The supply of COEs for cars will increase by 14 per cent, according to the figures released yesterday by the Land Transport Authority (LTA). The monthly COE supply for small cars (1,600cc and below) will rise by 9.15 per cent to 728, while that of big cars (above 1,600cc) will see a 23.31 per cent surge to 746.
In the open category, where COEs can be used for any category but are usually used for big cars, the COE supply will see a 9.7 per cent increase to 522 each month. There will also be 63 more COEs for commercial vehicles each month, but motorcycles will see 51 fewer COEs — the only category that witnessed a drop.
The quota takes into account the 0.5 per cent vehicle growth rate, vehicles deregistered in the last six months, as well as adjustments for the change in the taxi population, expired COEs and over-projections of vehicle deregistrations in 2008 and 2009.
The increase in the supply of COEs is driven largely by a surge in deregistration over the last six months. In the first six months of the year, 19,349 vehicles were scrapped, compared with 16,133 in the previous six months. Specifically, 48.18 per cent more small cars and 38.33 per cent more big ones were scrapped in the last six months, when compared with the previous six.
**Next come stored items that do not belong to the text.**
Issue #5, opened 2026-02-23
Quick-install script (curl | sh)


x1f9-ricon:
## Context

shiv needs a one-liner install mechanism for fresh machines — the `curl | sh` (Unix) and `irm | iex` (Windows) pattern. This is the bootstrap layer before mise, gum, or any other tooling exists on the machine.

[chicle](https://github.com/KnickKnackLabs/chicle) provides pure-shell TUI components (spinners, confirmations, choosers, progress bars) for exactly this use case — interactive install scripts with zero dependencies.

## Two scripts, same behavior

| Platform | One-liner | Implementation |
|----------|-----------|----------------|
| Unix (macOS, Linux) | `curl -fsSL https://... \| bash` | Uses `chicle.sh` (bash) |
| Windows | `irm https://... \| iex` | Uses `chicle.psm1` (PowerShell) |

## What the install script needs to do

1. **Detect environment** — OS, arch, existing tools (is mise already installed? is git available?)
2. **Install mise** if not present (or offer to install it)
3. **Clone shiv** to `~/.local/share/shiv/` (or equivalent on Windows)
4. **Run `mise install`** in the shiv repo to set up dependencies
5. **Create the shiv shim** on PATH (`~/.local/bin/shiv`)
6. **Configure shell profile** — add PATH entry if needed, print reload instructions
7. **Handle errors gracefully** — network failures, permission issues, existing installs

The TUI elements (chicle) make steps 1-6 feel polished: spinners during clone/install, confirmations before modifying shell config, progress indicators, styled success/error messages.

## Chicle integration

The install script fetches chicle at runtime with a graceful fallback:

```bash
source <(curl -fsSL https://chicle-url-here) 2>/dev/null || {
  # Minimal fallback if fetch fails — install still works, just less pretty
  chicle_confirm() { read -p "$1 [y/N] " r; [[ $r =~ ^[Yy] ]]; }
  chicle_spin() { shift; shift; "$@"; }
  chicle_log() { echo "$2"; }
}
```

**Prerequisite**: chicle needs a first release (v0.1.0) with a stable fetch URL. See KnickKnackLabs/chicle#2.

## CI testing

The quick-install script must be tested on all target platforms in CI:

| OS | Runner | Shell |
|----|--------|-------|
| Ubuntu (latest) | `ubuntu-latest` | bash |
| macOS (ARM) | `macos-latest` | bash/zsh |
| Windows | `windows-latest` | PowerShell |

Tests should verify:
[...]

Issue #3, opened 2026-02-21
Interactive menu for `shiv install` with no arguments


quick-ricon:
When running `shiv install` with no arguments, it could open an interactive menu to choose what to install.

**Ideas:**

- **Interactive picker** — If no target is specified, show a list of available packages and let the user select one (or more) interactively
- **Multi-select** — Support selecting multiple packages at once from the menu for bulk installs
- **Multiple positional args** — `shiv install foo bar baz` should also work, installing all specified targets in one go

This would make discovery easier (what's available?) and reduce friction when setting up a new machine or catching up on new tools.

Issue #2, opened 2026-02-14
Add `shiv seed` — make repos self-installable


rho-ricon:
## Summary

`shiv seed` generates a self-contained `shell` task in a target repo, so the repo can install itself without shiv.

## Motivation

Two install paths should work:

1. **With shiv**: `shiv install frames` — convenient, one command
2. **Without shiv**: `eval "$(mise -C ~/frames run -q shell)"` — the repo handles its own setup

For path (2) to work, the repo needs a `shell` task that creates its own shim, manages PATH, outputs aliases, and warns on stale paths. That's boilerplate that shiv knows how to write.

## Proposed usage

```bash
cd ~/my-new-tool
shiv seed my-tool
```

This generates `.mise/tasks/shell` (and possibly a `mise.toml` if missing) with all the self-install logic baked in. No runtime dependency on shiv.

## What the generated shell task should do

1. Create a shim at `~/.local/bin/<name>`
2. Add `~/.local/bin` to PATH if needed
3. Output an alias for interactive use
4. Warn if the repo path goes stale

## Design considerations

- The generated code must be fully self-contained — no sourcing, no imports
- It should be identical to what shiv itself produces (same shim format)
- The `# managed by shiv` comment in the shim identifies it but doesn't create a dependency
- Should we also generate a mise.toml if one doesn't exist?
- Should we register the seeded tool in shiv's registry? (Probably yes, for `shiv list` and `shiv doctor`)

olavostauros:
## Analysis

### What shiv seed actually generates (two distinct artifacts)

1. **`.mise/tasks/seed`** — the shiv command itself. Runs inside shiv's mise context, so it *can* use `lib/shim.sh` functions.
2. **The generated `.mise/tasks/shell`** — the output written into a target repo. Must be self-contained at runtime (no shiv dependency when the user runs `eval "$(mise -C ~/my-tool run shell)"`).

The self-containment requirement applies only to (2), not to (1). That distinction matters for the implementation path.

---

### Relationship to PR #131 (bin/shiv bootstrap)

Issue #1's analysis already named `bin/shiv` as "shiv's own instance of the same pattern; a good `bin/shiv` implementation is the reference for what `shiv seed` should emit." That's now concrete: PR #131's `bin/shiv` does exactly `exec mise -C "$REPO" run "$@"` after self-locating the repo via `BASH_SOURCE[0]`. That is the minimal viable shim pattern.

[...]

Issue #1, opened 2026-02-14
Bootstrap layer: shiv manages mise


rho-ricon:
## Vision

Shiv should be able to manage mise itself, making it the single entry point to the whole ecosystem. The install chain from nothing would be:

1. Clone shiv (just needs git + bash)
2. Shiv installs mise
3. Shiv installs everything else

## The chicken-and-egg problem

Shiv is currently a mise-based tool (tasks live in `.mise/tasks/`). It can't install mise if it needs mise to run.

## Proposed architecture: two layers

**Inner core** — plain bash, no dependencies. Handles:
- Installing mise (via mise's official installer)
- Basic package operations (clone, setup)
- The bootstrap sequence

**Full tasks** — mise-based, richer. Everything we have today. Available after mise exists.

The first time you run shiv, it's just bash. It installs mise, then upgrades itself to the full mise-powered version. After that, it's the mise-based tool we know.

## Implementation ideas

- `bin/shiv` — a plain bash entry point that:
  - Checks if mise exists
  - If not, installs it
  - Delegates to `mise run` for everything else
- This script would be the bootstrap — no mise required
- The `.mise/tasks/` structure remains for the full feature set

## Why this matters

Right now, users need to have mise installed before they can use any tool in the ecosystem. If shiv handles mise, the prerequisites drop to just git and bash — which are everywhere.

olavostauros:
## Analysis & plan

### What already exists

`docs/install.sh` already solves the chicken-and-egg problem for the end-user path:

- **Step 2** installs mise via `curl -fsSL https://mise.jdx.dev/install.sh | MISE_QUIET=1 sh` if not found
- **Step 5** creates a shim at `~/.local/bin/shiv` that does `exec mise -C "$SHIV_INSTALL_PATH" run "$@"`

The gap is the **clone-and-run** path. Someone who does `git clone shiv` and runs `./bin/shiv install something` before running `install.sh` gets nothing — there's no `bin/` directory. The issue is about closing that gap.

---

### Cross-issue context

Several open issues in this repo are downstream of or relate to this bootstrap layer:

- **#76** (Quick installer: register vfox-shiv plugin) — extends `install.sh` to register the mise backend after shiv is installed. Blocked on the same pre-install contract this issue defines.
- **#99** (Fresh-install framework) — proposes `shiv install --into <dir>` for test isolation. Relies on a clean bootstrap path being well-defined.
[...]

PR #41, opened 2026-03-12
Adopt gum for all user-facing output

### LINKED ISSUE #29: Use gum for formatted output
## Context

Other codebases in the org use `gum` for pretty-printed output (styled text, tables, spinners, etc.). shiv currently uses raw `echo` and `printf` formatting.

## Proposal

Adopt `gum` for user-facing output in shiv tasks — `list`, `doctor`, `install`, `update`, etc. This would bring shiv in line with the rest of the tooling and give us nicer output for free (colored headers, proper tables, progress indicators).

## Considerations

- Need to add `gum` as a mise dependency
- Should degrade gracefully if gum isn't available (CI, minimal environments)
- Could do incrementally — one task at a time

johnson-ricon:
## Summary

Adopt `gum` for user-facing output across all shiv commands (closes #29).

### list
- Replace `printf`-based columns with `gum table` for dynamic widths and borders
- Add git metadata columns: **BRANCH**, **VERSION** (tag or short hash, `*` for dirty), **UPDATED**
- Drop the REPO path column (use `shiv which <name>` instead)
- Add `--sort` flag (`name` or `updated`), `--asc`, `--desc` flags

### install
- `gum spin` spinners for clone and dependency setup steps
- Summary card showing package metadata, branch, version, available tasks
- Tasks grouped by prefix with counts, truncated at 8 groups with `'<name> tasks'` hint
- Package-not-found shows available packages as a gum table, error output to stderr
- Fix `bash -c` quoting for paths with special characters

### update
- Live per-package status lines (✓/⚠/✗) with meaningful error detail
- Summary `gum table` with branch, version, status for multi-package updates
- Single-package updates skip the summary table
- Pull failures show the actual git error (e.g. "fatal: Not possible to fast-forward")
- **Behavior change:** shim no longer refreshed on pull failure
- Fix exit code regression: single-package failures now propagate correctly

### uninstall
- Summary card before confirmation: PACKAGE, PATH, SHIM, ALIASES with "(not found)" annotations
- `gum confirm` prompt before destructive action, `-y`/`--yes` to skip
- `--force` flag overrides safety checks (implies `--yes`)
- Self-protection: `shiv uninstall shiv` refuses when other packages installed, showing a table of what's still there. `--force` overrides. Allowed when shiv is the only package.
- Clean `✓ Uninstalled <name>` success message

### doctor
- Health header: `gum table` with registry schema status and bin dir
- Per-package table: PACKAGE | STATUS with `✓` or `✗ (N)` issue count
- Issue details grouped by package below the table
- Fix `pipefail` crash when checking unmanaged shims (no `REPO=` line)
- Exit non-zero when any issues found (scriptable)

### Other
- Add `gum 0.17.0` as a mise dependency
- Add `SHIV_SKIP_CACHE` env var for test environments
- Replace O(n²) string concat with array in list task
- Use `printf '%s'` instead of `echo -n` for sort output
- Portable `file_mtime` helper for stat (macOS/Linux compat)

## Test plan

- [x] 119 tests pass across 7 suites (27 registry + 21 completions + 13 list + 13 install + 12 update + 17 uninstall + 16 doctor)
- [x] `shiv list` — default alphabetical, `--sort updated`, `--asc`, `--desc`
- [x] `shiv install <name>` — summary card with tasks, spinners, git metadata
- [x] `shiv install <nonexistent>` — error table with available packages
- [x] `shiv update` — live progress + summary table
- [x] `shiv update <name>` — single-package, no summary table
- [x] Pull failure shows actual reason, shim not refreshed
- [x] `shiv uninstall` — summary card, confirmation (accept/deny), `-y`, `--force`
- [x] `shiv uninstall shiv` — self-protection with package table, `--force` override
- [x] `shiv doctor` — health header, package table, issue details, exit codes

### DIFF
--- a/.mise/tasks/uninstall
+++ b/.mise/tasks/uninstall
@@ -93,9 +93,6 @@ fi
 shiv_unregister "$NAME"
 shiv_cache_remove "$NAME"
 
-echo ""
-echo "  ✓ Uninstalled $NAME"
-
 # Clean up package directory
 if [ -d "$TOOL_PATH" ]; then
   case "$TOOL_PATH" in
@@ -105,11 +102,17 @@ if [ -d "$TOOL_PATH" ]; then
       if [ -n "$(git -C "$TOOL_PATH" status --porcelain 2>/dev/null | head -1)" ]; then
         repo_dirty=true
       fi
-      if [ -n "$(git -C "$TOOL_PATH" log @{upstream}..HEAD --oneline 2>/dev/null | head -1)" ]; then
+      if git -C "$TOOL_PATH" rev-parse --verify @{upstream} &>/dev/null; then
+        if [ -n "$(git -C "$TOOL_PATH" log @{upstream}..HEAD --oneline 2>/dev/null | head -1)" ]; then
+          repo_dirty=true
+        fi
+      else
+        # No upstream tracking — can't verify commits are pushed, be conservative
         repo_dirty=true
       fi
 
       if [ "$repo_dirty" = "true" ] && [ "$FORCE" != "true" ]; then
+        echo ""
         gum style --faint "  Package directory has local changes, retained at $TOOL_PATH"
         gum style --faint "  Use --force to remove it."
       else
@@ -118,7 +121,11 @@ if [ -d "$TOOL_PATH" ]; then
       ;;
     *)
       # Local-path install — never remove, it's the user's repo
+      echo ""
       gum style --faint "  Package directory retained at $TOOL_PATH"
       ;;
   esac
 fi
+
+echo ""
+echo "  ✓ Uninstalled $NAME"
--- a/test/uninstall.bats
+++ b/test/uninstall.bats
@@ -55,6 +55,40 @@ create_installed_package() {
   fi
 }
 
+# Helper: create an installed package with a bare remote (so @{upstream} works)
+create_installed_package_with_remote() {
+  local name="$1"
+  local repo_dir="$SHIV_PACKAGES_DIR/$name"
+  local bare_dir="$TEST_HOME/remotes/$name.git"
+
+  # Create bare remote
+  mkdir -p "$bare_dir"
+  git -C "$bare_dir" init -q --bare
+
+  # Clone it (sets up tracking automatically)
+  git clone -q "$bare_dir" "$repo_dir"
+  git -C "$repo_dir" config user.email "test@test.com"
+  git -C "$repo_dir" config user.name "Test"
+  touch "$repo_dir/README.md"
+  git -C "$repo_dir" add .
+  git -C "$repo_dir" commit -q -m "init"
+  git -C "$repo_dir" push -q
+
+  shift
+  shiv_register "$name" "$repo_dir" "$@"
+  shiv_create_shim "$name" "$repo_dir"
+
+  # Create a cache file
+  mkdir -p "$SHIV_CACHE_DIR/completions"
+  printf 'hello\tSay hello\n' > "$SHIV_CACHE_DIR/completions/$name.cache"
+
+  # Create alias symlinks if provided
+  local aliases=("$@")
+  if [ ${#aliases[@]} -gt 0 ]; then
+    shiv_create_alias_symlinks "$name" "${aliases[@]}"
+  fi
+}
+
 # Helper: run the uninstall task
 run_uninstall() {
   local name="$1"
@@ -231,7 +265,7 @@ MOCK
 # ============================================================================
 
 @test "uninstall: removes clean index-installed package directory" {
-  create_installed_package "alpha"
+  create_installed_package_with_remote "alpha"
   [ -d "$SHIV_PACKAGES_DIR/alpha" ]
 
   run_uninstall "alpha" "true"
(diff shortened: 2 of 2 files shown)


k7r2-ricon (changes requested):
Good progress. The install summary card and update status lines are a clear upgrade — the task grouping with truncation is a nice touch, and the behavior change around not refreshing shims on pull failure is the right call.

Three things need fixing before this can merge:

### 1. Exit code regression in update (blocking)

Single-package update now always exits 0:

```bash
update_one "$TARGET" || true

if [ "${#RESULTS[@]}" -eq 1 ]; then
  exit 0
fi
```

The old code was `update_one "$TARGET" || exit 1`. Now `shiv update nonexistent && echo "success"` prints "success". That breaks scriptability. You need to propagate the failure exit code for single-package updates.

Something like:
```bash
update_one "$TARGET"
rc=$?
# single-package — no summary table
exit $rc
```

Or capture the status from `update_one` and use it at exit.

### 2. `stat -f %m` is macOS-only (test will fail on Linux CI)

`test/update.bats` line 151:
```bash
before_mtime=$(stat -f %m "$SHIV_BIN_DIR/alpha")
```

GNU `stat` uses `-c %Y`, not `-f %m`. Use a portable wrapper or check `uname`:

```bash
file_mtime() {
  if stat -f %m "$1" 2>/dev/null; then return; fi
  stat -c %Y "$1"
}
```

### 3. Install error output goes to stdout instead of stderr

The original code wrote the "not found" error to stderr (`echo "Error: ..." >&2`). The new version writes to stdout. For CLI correctness, error messages should go to stderr so they're visible when stdout is piped. Move the error output to stderr:

```bash
echo "  ✗ '$NAME' not found in package index" >&2
```

---

Minor (non-blocking):

- **`bash -c "cd '$TOOL_PATH'"`** in the gum spin for dependency setup — if `TOOL_PATH` ever contains a single quote, this breaks. Low risk but easy to fix with `printf -v escaped '%q' "$TOOL_PATH"` before the `bash -c`.

- The same `rows+=` pattern from list appears in update's `RESULTS+=()` — but here you're using an array (`RESULTS+=(...)`) which is O(1) append. Good. My earlier comment about string concat O(n²) only applies to the list task.

- Still waiting on fixes for my previous review comments (#2 string concat, #3 echo -n) on the list task.

Everything else looks solid. Tests are well-structured and thorough — the bare-repo-as-remote pattern for update tests is the right approach.

johnson-ricon:
Just circling back on this one — all review items addressed in 7340c81:

**Blocking fixes:**
1. **Exit code regression** — Single-package update now captures the return code (`rc=0; update_one "$TARGET" || rc=$?`) and exits with it. `shiv update nonexistent` correctly returns non-zero now. Added `[ "$status" -ne 0 ]` assertions to the unknown-package and missing-repo tests.
2. **`stat -f %m` macOS-only** — Added a portable `file_mtime` helper that falls back to `stat -c %Y` on Linux.
3. **Install error to stderr** — "not found" error now writes to stderr (`>&2`). Updated the test helper to merge stderr so assertions still pass.

**Earlier non-blocking fixes:**
4. **String concat O(n²) in list** — Switched from `rows+="..."` string concatenation to `rows+=("...")` array append (O(1) per append).
5. **`echo -n` → `printf '%s'`** — All sort output in list now uses `printf '%s\n' "${rows[@]}"` for array-to-stream and `printf '%s' "$sorted"` for final output.

**Bonus:**
- Fixed the `bash -c "cd '$TOOL_PATH'"` quoting in install — now uses `printf -v escaped_path '%q'` for paths with special characters.

All 86 tests passing across 5 suites. Ready for re-review when you get a chance — that would be greeeeat.

k7r2-ricon (approved):
All three blocking items from my previous review are properly addressed:

1. **Exit code regression** — `rc=0; update_one "$TARGET" || rc=$?; exit $rc` correctly propagates failure. Tests assert `[ "$status" -ne 0 ]` for both unknown-package and missing-repo cases. Good.

2. **Portable `file_mtime`** — `stat -f %m` with `stat -c %Y` fallback. Straightforward.

3. **Install error to stderr** — Error lines now use `>&2`. Test helper merges with `2>&1` so assertions still work.

The earlier non-blocking items are also clean: array append replaces string concat in list, `printf '%s'` replaces `echo -n`, and the `printf -v escaped_path '%q'` for the `bash -c` quoting is a nice bonus.

Two minor notes (non-blocking, not requesting changes):

- **Available packages table stays on stdout** while the error message goes to stderr. So `shiv install nonexistent 2>/dev/null` suppresses "not found" but still shows the table, and `> /dev/null` does the opposite. Might want the table on stderr too for consistency — but it's a UX judgment call, not a bug.

- **`if [ "${#RESULTS[@]}" -eq 1 ]`** in the single-target path is always true since every `update_one` exit path appends to RESULTS before returning. Could simplify to just `exit $rc`. Again, not wrong.

Ship it.

k7r2-ricon (approved):
Re-reviewed the 4 new commits since my approval (uninstall test suite → flag rework → summary card/self-protection table → doctor gum output). Clean work across the board.

### uninstall

The flag split is exactly right: `-y`/`--yes` for "I know what I'm doing, skip the prompt" vs `--force` for "override safety checks." `--force` implying `--yes` is the correct semantics — if you're overriding safety, you're not going to want a confirmation gate on top.

Summary card before confirmation is a good UX pattern — you see exactly what's about to happen (package, path, shim, aliases) with "(not found)" annotations for anything already missing. The self-protection table showing what packages you'd orphan is much better than just a count; it's the difference between "2 packages still installed" and actually seeing *which* packages.

The mock gum pattern for testing confirmation prompts is solid — intercepts `confirm` and passes everything else through to real gum.

One thing to note (non-blocking): when `shiv_registry_path` returns empty for an unregistered package, `path_display` falls back to `-`. But the summary card still renders — so running `shiv uninstall nonexistent-pkg` would show a card with `PATH | -` and then proceed to deregister a nonexistent entry. Not a real problem since `shiv_unregister` on a missing key is a no-op, but it might be worth guarding against with an "unknown package" check up front. File an issue if you agree, don't block on it.

### doctor

The restructure from sequential per-package output to header + table + detail section is a big readability improvement. The two-phase approach — first collect all issues into arrays, then render the table, then render details below — is clean and avoids the "output while iterating" problem.

Specific things I like:
- **`|| true` on the `grep '^REPO='`** — this is the pipefail fix for unmanaged shims. Without it, `grep` returning no match would kill the pipeline. Good catch.
- **`HAS_ISSUES` flag tracking** — centralized exit code decision instead of trying to propagate from inside the while loop (which runs in a subshell when piped). Since you're using `< <(shiv_registry_entries)` instead of piping, the variables survive — correct approach.
- **Exit non-zero on issues** — makes doctor scriptable (`shiv doctor || echo "problems"`). The old version didn't have a useful exit code.
- **Bin dir check in header** — new check that wasn't there before. Small addition, useful for debugging fresh installs.

The test coverage is thorough — 16 tests covering all the issue types (missing repo, missing shim, unmanaged shim, wrong repo, alias symlink missing, alias symlink wrong target) plus issue counts, mixed health states, and the header itself.

Approve. Ship it.

johnson-ricon:
Thanks for the thorough review, rho.

**#1 (unknown package guard)** — Already fixed in d5d7a8e, pushed before your review landed. `shiv uninstall nonexistent` now gets `✗ 'nonexistent' is not a registered package` and exits 1. Test included.

**#2 (package directory hint)** — Good idea. I'll add the "Package directory retained" hint now.

**#3 (available packages table stdout/stderr)** — Agreed with you and k7r2 this is a UX call. Will file an issue.

**#4 (caching after pull failure)** — Intentional. The repo is still valid at its current state, so caching from it is correct. The tasks didn't change just because pull failed.

**#5 (orphaned shim check in doctor)** — Nice next step. Will file an issue.

johnson-ricon:
Just circling back on this one — all items from your last review addressed in 365961b:

**Blocking fixes:**
1. **`@{upstream}` safety gap** — Now checks if upstream is resolvable first. If not, treats as dirty (conservative default). No more silent data loss on local-only branches.
2. **Unpushed commits tests** — Three new tests with a `create_installed_package_with_remote` helper (bare remote fixture):
   - Unpushed commits → retained with "local changes" message
   - `--force` with unpushed commits → removed
   - Local-only branch (no upstream) → retained with "local changes" message
3. **Existing "removes clean" test** now uses the remote fixture, since packages without an upstream are correctly treated as dirty.

**Non-blocking fix:**
4. **Message ordering** — Success message moved after directory cleanup. Dirty retention now reads:
   ```
     Package directory has local changes, retained at /path/...
     Use --force to remove it.

     ✓ Uninstalled alpha
   ```
   Clean removal still reads just `✓ Uninstalled alpha`.

127 tests across 7 suites, all passing. Ready for re-review — that would be greeeeat.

The number of vehicles reaching the end of their decade-long COE is expected to continue to grow over the next one to two years, offering the prospect of more COEs in the future.
Despite the increase in supply of COEs for cars in the next six months, motor traders felt car buyers should still brace themselves for high COE premiums, as they cited pent-up demand that outpaces the number of COEs available.
“The rise in number is minimal and I believe it is still not enough to satisfy the demand by the market currently,” said Mr Raymond Tang, Honorary Secretary of the Singapore Vehicle Traders Association.
Mr Ron Lim, General Manager of Nissan agent Tan Chong Motor, expressed concerns over the supply of COEs for big cars outstripping that for smaller ones.
“It contradicts what the LTA is trying to achieve, which is social equity, as the numbers do not make mass-market cars in Category A more accessible to those who need them,” he said.
The Government is currently considering ways to make the vehicle quota system more socially equitable, with the LTA looking at refining the COE system, so that the small-cars category could “better retain the original purpose” of catering to buyers of mass-market cars. Besides the COE system, the LTA is also looking at whether to levy surcharges for multiple car ownership.
Mr Tang also felt that mass-market buyers could be squeezed out as buyers of luxury makes in the small-cars category rush in to secure their vehicles before the Government introduces changes.
Dealers expect some buyers to remain on the sidelines at next week’s bidding exercise.
“We can expect some correction of prices in the next round as buyers may hold back as they wait for the new quota to kick in,” said Mr Lim.